Experten von Umwelt- und Industrieverbänden sowie Wissenschaftler erörtern im Rahmen der heutigen Anhörung Einsatz und Alternativen von zinnorganischen Verbindungen, zu denen auch TBT gehört. Bereits am Montag wurden auf einem Symposium des Umweltbundesamtes Fragen der toxischen und ökotoxischen Wirkungen von zinnorganischen Verbindungen diskutiert. Die Expertengespräche dienen der Vorbereitung von Maßnahmen, um einen ausreichenden Schutz der Bevölkerung vor gesundheitlichen Beeinträchtigungen zu gewährleisten und einen weiteren Eintrag dieser Chemikalien in die Umwelt zu verhindern. Denkbar sind aus Sicht des Bundesumweltministeriums u.a. Verwendungsverbote, freiwillige Minderungsmaßnahmen der Industrie bzw.
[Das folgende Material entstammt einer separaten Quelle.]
PR #571, opened 2026-08-26
fix(odin): Update stop action status to succeeded instead of canceled

vikramlc-cognite:
## Summary
Fixes stop-task actions incorrectly reporting `Canceled` instead of `Succeeded` when they successfully stop the target task.

## Type of change
- [ ] Documentation update
- [ ] Chore / tooling / CI

## What changed
- `cognite/extractorutils/unstable/core/base.py::_handle_stop_task_action`: report `ActionStatus.succeeded` (was `ActionStatus.canceled`) when the target task's `CancellationToken` is found and cancelled.
- Updated the two affected assertions in `tests/test_unstable/test_action_dispatch.py` (`test_stop_task_action_cancels_child_token_and_reports_succeeded`, `test_stop_action_cancels_boot_launched_continuous_task`) to expect `succeeded`.

## Why it changed
`ActionStatus.canceled` is meant to mean "this action was itself canceled," not "this action successfully performed a cancellation." A stop action that does its job correctly was showing up as aborted in Odin, misleading operators.

- Confirm no downstream consumer (Odin UI/alerting) treats a stop action's terminal status as a signal distinct from `succeeded` in a way that depended on the old `canceled` value.

## Test evidence
- `python -m pytest tests/test_unstable/test_action_dispatch.py -q` → 27 passed.

## Risks and unknowns
- None identified; single status value change, `failed`/token-not-found path unaffected.

## Rollout and rollback
- No flags/migrations. Plain code revert if needed.

## Checklist
- [x] Self-reviewed the diff
- [ ] Docs updated (or N/A) — N/A, internal status semantics, not user-facing docs
- [x] Breaking changes called out above and communicated to affected teams — N/A, not breaking

### DIFF
--- a/cognite/extractorutils/unstable/core/base.py
+++ b/cognite/extractorutils/unstable/core/base.py
@@ -696,7 +696,7 @@ class Extractor(Generic[ConfigType], CogniteLogger):
             return
 
         self._checkin_worker.queue_action_update(
-            ActionUpdate(external_id=action.external_id, status=ActionStatus.canceled)
+            ActionUpdate(external_id=action.external_id, status=ActionStatus.succeeded)
         )
 
     def _handle_custom_action(self, action: Action) -> None:
--- a/tests/test_unstable/test_action_dispatch.py
+++ b/tests/test_unstable/test_action_dispatch.py
@@ -121,7 +121,7 @@ def test_stop_task_action_not_running_reports_failed() -> None:
     assert "not currently running" in (updates[0].result_message or "")
 
 
-def test_stop_task_action_cancels_child_token_and_reports_canceled() -> None:
+def test_stop_task_action_cancels_child_token_and_reports_succeeded() -> None:
     extractor = _make_extractor()
     task_started = Event()
     allow_exit = Event()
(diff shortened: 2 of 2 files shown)


Toshad (approved):

andersfylling:
I don't quite understand this? If I cancelled a task and I would expect it to show up as cancelled?

vikramlc-cognite:
> I don't quite understand this? If I cancelled a task and I would expect it to show up as cancelled?

In this system, a Task (e.g. "Task1") is the actual running job - but a Task itself doesn't carry a **succeeded/failed/canceled** status. Only Actions do. When you click "Stop" on Task1, that's not a status change on Task1 directly - it dispatches a brand-new, separate **Action** called **"Stop Task1" (type stop_task)**.

Meanwhile, **Task1** is actually being run by a different Action - the **"Start Task1" action (type start_task)**, which has been sitting there this whole time, blocked executing Task1's code until it finishes or is interrupted.

So when you cancel Task1, there are two separate Action records involved, each with its own independent status:

**"Start Task1"** - the action that's actually running the task. When "Stop Task1" interrupts it, this action correctly reports canceled - because the thing it was doing (running Task1) really was cut short. This is what you are picturing when you say "I cancelled a task, I'd expect it to show cancelled" - and it's still exactly true after this PR. Nothing about this changes.

**"Stop Task1"** - a separate, short-lived action whose only job is to signal "Start Task1" to stop. This is the one this PR touches. Before the fix, whenever "Stop Task1" successfully delivered that signal, it also reported its own status as canceled - which reads as if the stop request itself was aborted or failed, when actually it did exactly what it was supposed to do. After the fix, "Stop Task1" reports succeeded (the stop request worked), while "Start Task1" - the action that was actually running your task - still reports canceled, unaffected.

So the confusion is: you're thinking of Task1's own outcome (still canceled, unchanged), but the status this PR changes belongs to a different action - the "Stop" request itself, not the thing it stopped.

kornelione (commented):
🦄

Hoechstwerte für zinnorganische Verbindungen in Bedarfsgegenständen, Textilien und Lebensmitteln.

Bundesumweltminister Jürgen Trittin: "Die bislang existierenden und zum Teil bereits vorgeschlagenen Regelungen sind nicht umfassend und greifen nicht schnell genug, um Mensch und Umwelt effektiv vor den gefährlichen Wirkungen von zinnorganischen Verbindungen zu schützen. Wir stehen in der Pflicht, rasch zu handeln, bevor das Kind in den Brunnen gefallen ist und Menschen Schaden nehmen. Daher erwarte ich von den Expertengesprächen ausgehend vom aktuellen Wissensstand konkrete Hinweise, wie wir gegebenenfalls ordnungsrechtlich bzw. auf der Basis freiwilliger Selbstverpflichtungen der Industrie bei der Reduzierung von zinnorganischen Verbindungen weiter vorankommen. Ich hoffe dabei auf die Unterstützung der Wirtschaft. Darüber hinaus werde ich dieses Thema auch im Rahmen der EU-Umweltministertreffen aufgreifen, um eine internationale Lösung dieses Problems herbeizuführen."